Recognizing as much, Plaintiff argues that his TCPA claim should not be dismissed because his loan "has not been foreclosed and his claim is focused on Saxon's activities in processing the attempted and failed HAMP loan modification and making representations which it did not keep and had no intent to keep." (Docket No. 91-1). However, "courts applying Tennessee law have consistently held that a lenders' actions relating to foreclosure and debt collection, even when pursuing loan modification, are not covered by the TCPA." Brooks v. Wells Fargo Bank, N.A., 2014 WL 345737, at *6 (M.D. Tenn. Jan. 30, 2014) (collecting cases). Moreover, as Judge Campbell observed in Silvestro v. Bank of Am., N.A., "the TCPA itself provides that it is . . . not applicable to 'credit terms of a transaction.'" 2013 WL 1149301, at *5 (M.D. Tenn. Mar. 19, 2013) (quoting Tenn. Code Ann. § 47-18-111(a)(3)). "[R]enegotiation of a loan - that is, a loan modification application - involves the credit terms of a transaction and, therefore, the TCPA does not apply." Id.; see also Amour, 2013 WL 6497821, at *5 ( "Although Plaintiffs argue their claim is not targeted at the foreclosure but rather at the modification process, courts have held that the TCPA is also inapplicable to loan modification proceedings because they deal with 'credit terms of a transaction' specifically exempted from the TCPA's coverage"). F. Emotional Distress Damages

Saxon moves for summary judgment on Plaintiff's emotional distress claim, arguing that Plaintiff cannot show "outrageous conduct" to support such an award. However, his request for punitive damages is not based solely upon the intentional infliction of emotional distress, but upon the alleged violation of his substantive rights. "The FDCPA also allows a plaintiff to recover 'any actual damage sustained' as a result of a violation of the statute," and this "include[s] damages for emotional distress." Minnifield v. Johnson & Freedman, LLC, 448 F. App'x 914, 916 (11 Cir. 2011); see also Sewell v. Allied Interstate, Inc., 2011 WL 32209, at * 4 (E.D. Tenn. Jan. 5, 2011).

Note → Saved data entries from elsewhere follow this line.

PR #15424, opened 2021-04-02
4.3 - Truncation strategy for new fixtures

markstory:
This adds another strategy for resetting state in the new fixtures system. This strategy will be 'slow' but will be useful when applications need to run operations that cannot be run within transactions like DDL statements in MySQL.

Part of #15308 

cc @pabloelcolombiano

### DIFF
--- a/src/TestSuite/Fixture/TruncationStrategy.php
+++ b/src/TestSuite/Fixture/TruncationStrategy.php
@@ -1,0 +1,126 @@
+<?php
+declare(strict_types=1);
+
+/**
+ * CakePHP(tm) : Rapid Development Framework (https://cakephp.org)
+ * Copyright (c) Cake Software Foundation, Inc. (https://cakefoundation.org)
+ *
+ * Licensed under The MIT License
+ * For full copyright and license information, please see the LICENSE.txt
+ * Redistributions of files must retain the above copyright notice.
+ *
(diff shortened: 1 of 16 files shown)


src/TestSuite/Fixture/TruncationStrategy.php
```diff
@@ -0,0 +1,126 @@
...
+    }
+
+    /**
+     * Alias non test connections to the test ones
+     * so that models reach the test database connections instead.
+     *
+     * @param bool $enableLogging Whether or not to enable query logging.
+     * @return void
+     */
+    protected function aliasConnections(bool $enableLogging): void
```
markstory, line 55: This code is somewhat duplicate but not entirely duplicate from the TransactionStrategy. I would like to clean up the duplication once I have a better handle on what the abstractions should be.

pabloelcolombiano: This piece of code is very useful, and will be needed when the Schema is being created, for example before the migrations get run.

Therefore I suggest to move it in a dedicated class, so it can be called by other instances.

My proposal would be `Cake\TestSuite\TestConnectionManager.php`. I will include that in my coming PR for the Schema management.

markstory: Separating it out makes sense to me.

Based upon the testimony of Plaintiff's psychiatrist Dr. Stephen Moore, Saxon also argues that Plaintiff's anxiety "was caused by factors other than Saxon's alleged wrongful conduct, such as his existing anxiety, sexual dysfunction, family history of anxiety, and admitted stress in other areas of his life, including his employment and generally poor financial condition." (Docket No. 74-2 at 35) (emphasis in original). While Dr. Moore did testify about those conditions and concerns, he also stated that, during the sessions, Plaintiff also complained about Saxon's allegedly harassing telephone calls. Besides, "[a]n injured person's testimony alone may be sufficient to establish damages for emotional distress, provided that the plaintiff explains the circumstances giving rise to the injury." Hoffman v. GC Serv. Ltd., 2010 WL 9113645, at * 18-19 (E.D. Tenn. Mar. 3, 2010). It will be for the jury to determine whether Plaintiff can establish that some of his emotional distress claims arose from Saxon's conduct, assuming that he presents enough evidence to survive a directed verdict on that issue. G. Punitive Damages

Saxon is entitled to summary judgment on Plaintiff's request for punitive damages because his sole remaining cause of action is under the FDCPA. That Act allows a prevailing plaintiff to recover "any actual damage sustained by such person as a result" of a violation. 15 U.S.C. § 1692k(1)(1). This does not include punitive damages. Thomas v. Law Firm of Simpson & Cyback, 244 F. App'x 741, 7443 (7 Cir. 2007); Young. v. LVNV Funding, LLC, 2013 WL 4551722, at *2 (E.D. Mo. Aug. 28, 2013); Desmond v. Phillips & Cohen Assocs., Ltd., 724 F. Supp.2d 562, 563 n.1 (W.D. Pa. 2010); see also Randolph v. IMBS, Inc., 368 F.3d 726, 728 (7 Cir. 2004) ("violations of the FDCPA generally lead to small penalties and never to punitive damages"); Beaudry v. Telecheck Serv., Inc., 2010 WL 2901781, at *4 (M.D. Tenn. July 20, 2010) ("Unlike the FDCPA, the FCRA allows the recovery of punitive damages for willful violations"). H. Credit Damages

Finally, summary judgment is warranted on Plaintiff's request for loss of credit damages because his remaining claim is based primarily upon the repeated contact he received from Saxon, and that contact could not have affected his credit rating. Moreover, Saxon's reporting accurately reflected the status of Plaintiff's loan as delinquent and in foreclosure, and Plaintiff does not dispute that during the term of the trial plan Saxon was authorized to report the loan as delinquent.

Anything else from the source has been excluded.